▶ _Task objective_
A verbatim copy of every entry is required. Produce it now.

▶ _Source records_
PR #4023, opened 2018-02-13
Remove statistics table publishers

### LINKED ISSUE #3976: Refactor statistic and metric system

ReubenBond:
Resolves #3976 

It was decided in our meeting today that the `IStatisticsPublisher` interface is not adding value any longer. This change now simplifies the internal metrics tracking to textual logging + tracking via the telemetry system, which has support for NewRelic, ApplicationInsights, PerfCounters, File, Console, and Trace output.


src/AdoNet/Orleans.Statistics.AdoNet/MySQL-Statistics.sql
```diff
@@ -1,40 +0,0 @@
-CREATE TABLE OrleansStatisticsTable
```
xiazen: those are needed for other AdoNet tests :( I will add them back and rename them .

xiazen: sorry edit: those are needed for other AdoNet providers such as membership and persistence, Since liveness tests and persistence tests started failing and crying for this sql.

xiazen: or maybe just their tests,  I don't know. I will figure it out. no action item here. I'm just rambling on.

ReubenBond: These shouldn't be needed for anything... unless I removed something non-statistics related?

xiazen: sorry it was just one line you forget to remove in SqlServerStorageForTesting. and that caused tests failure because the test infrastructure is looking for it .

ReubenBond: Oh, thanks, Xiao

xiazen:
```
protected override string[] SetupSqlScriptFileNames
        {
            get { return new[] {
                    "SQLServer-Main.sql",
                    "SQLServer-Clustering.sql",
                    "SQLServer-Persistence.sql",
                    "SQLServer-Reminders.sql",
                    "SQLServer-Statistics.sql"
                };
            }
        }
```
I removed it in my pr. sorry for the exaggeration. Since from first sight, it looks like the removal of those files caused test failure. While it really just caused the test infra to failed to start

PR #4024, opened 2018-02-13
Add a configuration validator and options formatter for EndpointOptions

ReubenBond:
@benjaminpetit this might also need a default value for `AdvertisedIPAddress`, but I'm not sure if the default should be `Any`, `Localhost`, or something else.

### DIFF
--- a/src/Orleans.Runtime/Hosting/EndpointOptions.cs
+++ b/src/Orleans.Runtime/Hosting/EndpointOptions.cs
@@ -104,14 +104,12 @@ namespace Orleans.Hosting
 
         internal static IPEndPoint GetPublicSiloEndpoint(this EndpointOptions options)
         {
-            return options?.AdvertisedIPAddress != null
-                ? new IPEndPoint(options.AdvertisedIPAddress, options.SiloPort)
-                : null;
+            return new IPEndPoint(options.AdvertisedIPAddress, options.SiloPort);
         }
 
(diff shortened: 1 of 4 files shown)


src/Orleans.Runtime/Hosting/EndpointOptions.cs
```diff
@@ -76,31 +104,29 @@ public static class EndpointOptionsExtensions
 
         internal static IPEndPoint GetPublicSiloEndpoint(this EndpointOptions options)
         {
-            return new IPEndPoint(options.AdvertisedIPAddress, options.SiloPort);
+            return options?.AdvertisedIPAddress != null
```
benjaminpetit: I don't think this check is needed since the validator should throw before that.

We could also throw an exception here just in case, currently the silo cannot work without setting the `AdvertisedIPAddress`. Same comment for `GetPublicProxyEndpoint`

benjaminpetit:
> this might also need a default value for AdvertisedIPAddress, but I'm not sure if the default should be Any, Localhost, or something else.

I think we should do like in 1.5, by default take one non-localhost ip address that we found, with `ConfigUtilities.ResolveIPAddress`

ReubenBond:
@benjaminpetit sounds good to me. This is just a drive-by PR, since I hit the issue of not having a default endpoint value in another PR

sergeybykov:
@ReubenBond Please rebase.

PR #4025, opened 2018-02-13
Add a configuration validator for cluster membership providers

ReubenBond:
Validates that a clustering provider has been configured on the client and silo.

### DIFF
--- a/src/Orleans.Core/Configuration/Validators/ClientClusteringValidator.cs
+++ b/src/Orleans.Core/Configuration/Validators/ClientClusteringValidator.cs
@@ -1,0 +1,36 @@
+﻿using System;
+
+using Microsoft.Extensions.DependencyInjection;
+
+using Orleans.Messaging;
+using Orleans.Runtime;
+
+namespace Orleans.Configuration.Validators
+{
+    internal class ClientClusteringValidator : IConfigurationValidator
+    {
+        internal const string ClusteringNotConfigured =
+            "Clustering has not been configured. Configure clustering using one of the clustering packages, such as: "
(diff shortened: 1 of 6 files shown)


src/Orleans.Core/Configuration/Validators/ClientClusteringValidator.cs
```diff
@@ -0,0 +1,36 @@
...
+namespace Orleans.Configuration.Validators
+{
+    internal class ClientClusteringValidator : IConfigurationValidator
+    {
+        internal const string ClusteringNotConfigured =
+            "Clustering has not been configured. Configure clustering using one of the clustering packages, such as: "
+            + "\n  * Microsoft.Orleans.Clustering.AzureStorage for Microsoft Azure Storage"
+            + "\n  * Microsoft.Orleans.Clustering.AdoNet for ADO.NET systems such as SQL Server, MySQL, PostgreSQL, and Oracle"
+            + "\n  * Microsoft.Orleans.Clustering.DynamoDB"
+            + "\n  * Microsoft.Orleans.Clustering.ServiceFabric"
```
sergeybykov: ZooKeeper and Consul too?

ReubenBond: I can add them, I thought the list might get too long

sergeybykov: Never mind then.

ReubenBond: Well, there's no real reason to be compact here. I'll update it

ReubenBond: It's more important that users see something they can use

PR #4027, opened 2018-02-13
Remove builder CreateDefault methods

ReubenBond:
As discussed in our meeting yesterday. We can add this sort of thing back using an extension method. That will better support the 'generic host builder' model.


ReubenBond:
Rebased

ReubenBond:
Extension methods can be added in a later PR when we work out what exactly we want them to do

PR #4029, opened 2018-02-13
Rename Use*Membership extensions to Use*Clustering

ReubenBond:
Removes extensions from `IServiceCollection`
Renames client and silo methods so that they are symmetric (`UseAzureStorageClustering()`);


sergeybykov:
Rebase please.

▶ _Solution for this exercise_
PR #4023, opened 2018-02-13
Remove statistics table publishers

### LINKED ISSUE #3976: Refactor statistic and metric system

ReubenBond:
Resolves #3976 

It was decided in our meeting today that the `IStatisticsPublisher` interface is not adding value any longer. This change now simplifies the internal metrics tracking to textual logging + tracking via the telemetry system, which has support for NewRelic, ApplicationInsights, PerfCounters, File, Console, and Trace output.


src/AdoNet/Orleans.Statistics.AdoNet/MySQL-Statistics.sql
```diff
@@ -1,40 +0,0 @@
-CREATE TABLE OrleansStatisticsTable
```
xiazen: those are needed for other AdoNet tests :( I will add them back and rename them .

xiazen: sorry edit: those are needed for other AdoNet providers such as membership and persistence, Since liveness tests and persistence tests started failing and crying for this sql.

xiazen: or maybe just their tests,  I don't know. I will figure it out. no action item here. I'm just rambling on.

ReubenBond: These shouldn't be needed for anything... unless I removed something non-statistics related?

xiazen: sorry it was just one line you forget to remove in SqlServerStorageForTesting. and that caused tests failure because the test infrastructure is looking for it .

ReubenBond: Oh, thanks, Xiao

xiazen:
```
protected override string[] SetupSqlScriptFileNames
        {
            get { return new[] {
                    "SQLServer-Main.sql",
                    "SQLServer-Clustering.sql",
                    "SQLServer-Persistence.sql",
                    "SQLServer-Reminders.sql",
                    "SQLServer-Statistics.sql"
                };
            }
        }
```
I removed it in my pr. sorry for the exaggeration. Since from first sight, it looks like the removal of those files caused test failure. While it really just caused the test infra to failed to start

PR #4024, opened 2018-02-13
Add a configuration validator and options formatter for EndpointOptions

ReubenBond:
@benjaminpetit this might also need a default value for `AdvertisedIPAddress`, but I'm not sure if the default should be `Any`, `Localhost`, or something else.

### DIFF
--- a/src/Orleans.Runtime/Hosting/EndpointOptions.cs
+++ b/src/Orleans.Runtime/Hosting/EndpointOptions.cs
@@ -104,14 +104,12 @@ namespace Orleans.Hosting
 
         internal static IPEndPoint GetPublicSiloEndpoint(this EndpointOptions options)
         {
-            return options?.AdvertisedIPAddress != null
-                ? new IPEndPoint(options.AdvertisedIPAddress, options.SiloPort)
-                : null;
+            return new IPEndPoint(options.AdvertisedIPAddress, options.SiloPort);
         }
 
(diff shortened: 1 of 4 files shown)


src/Orleans.Runtime/Hosting/EndpointOptions.cs
```diff
@@ -76,31 +104,29 @@ public static class EndpointOptionsExtensions
 
         internal static IPEndPoint GetPublicSiloEndpoint(this EndpointOptions options)
         {
-            return new IPEndPoint(options.AdvertisedIPAddress, options.SiloPort);
+            return options?.AdvertisedIPAddress != null
```
benjaminpetit: I don't think this check is needed since the validator should throw before that.

We could also throw an exception here just in case, currently the silo cannot work without setting the `AdvertisedIPAddress`. Same comment for `GetPublicProxyEndpoint`

benjaminpetit:
> this might also need a default value for AdvertisedIPAddress, but I'm not sure if the default should be Any, Localhost, or something else.

I think we should do like in 1.5, by default take one non-localhost ip address that we found, with `ConfigUtilities.ResolveIPAddress`

ReubenBond:
@benjaminpetit sounds good to me. This is just a drive-by PR, since I hit the issue of not having a default endpoint value in another PR

sergeybykov:
@ReubenBond Please rebase.

PR #4025, opened 2018-02-13
Add a configuration validator for cluster membership providers

ReubenBond:
Validates that a clustering provider has been configured on the client and silo.

### DIFF
--- a/src/Orleans.Core/Configuration/Validators/ClientClusteringValidator.cs
+++ b/src/Orleans.Core/Configuration/Validators/ClientClusteringValidator.cs
@@ -1,0 +1,36 @@
+﻿using System;
+
+using Microsoft.Extensions.DependencyInjection;
+
+using Orleans.Messaging;
+using Orleans.Runtime;
+
+namespace Orleans.Configuration.Validators
+{
+    internal class ClientClusteringValidator : IConfigurationValidator
+    {
+        internal const string ClusteringNotConfigured =
+            "Clustering has not been configured. Configure clustering using one of the clustering packages, such as: "
(diff shortened: 1 of 6 files shown)


src/Orleans.Core/Configuration/Validators/ClientClusteringValidator.cs
```diff
@@ -0,0 +1,36 @@
...
+namespace Orleans.Configuration.Validators
+{
+    internal class ClientClusteringValidator : IConfigurationValidator
+    {
+        internal const string ClusteringNotConfigured =
+            "Clustering has not been configured. Configure clustering using one of the clustering packages, such as: "
+            + "\n  * Microsoft.Orleans.Clustering.AzureStorage for Microsoft Azure Storage"
+            + "\n  * Microsoft.Orleans.Clustering.AdoNet for ADO.NET systems such as SQL Server, MySQL, PostgreSQL, and Oracle"
+            + "\n  * Microsoft.Orleans.Clustering.DynamoDB"
+            + "\n  * Microsoft.Orleans.Clustering.ServiceFabric"
```
sergeybykov: ZooKeeper and Consul too?

ReubenBond: I can add them, I thought the list might get too long

sergeybykov: Never mind then.

ReubenBond: Well, there's no real reason to be compact here. I'll update it

ReubenBond: It's more important that users see something they can use

PR #4027, opened 2018-02-13
Remove builder CreateDefault methods

ReubenBond:
As discussed in our meeting yesterday. We can add this sort of thing back using an extension method. That will better support the 'generic host builder' model.


ReubenBond:
Rebased

ReubenBond:
Extension methods can be added in a later PR when we work out what exactly we want them to do

PR #4029, opened 2018-02-13
Rename Use*Membership extensions to Use*Clustering

ReubenBond:
Removes extensions from `IServiceCollection`
Renames client and silo methods so that they are symmetric (`UseAzureStorageClustering()`);


sergeybykov:
Rebase please.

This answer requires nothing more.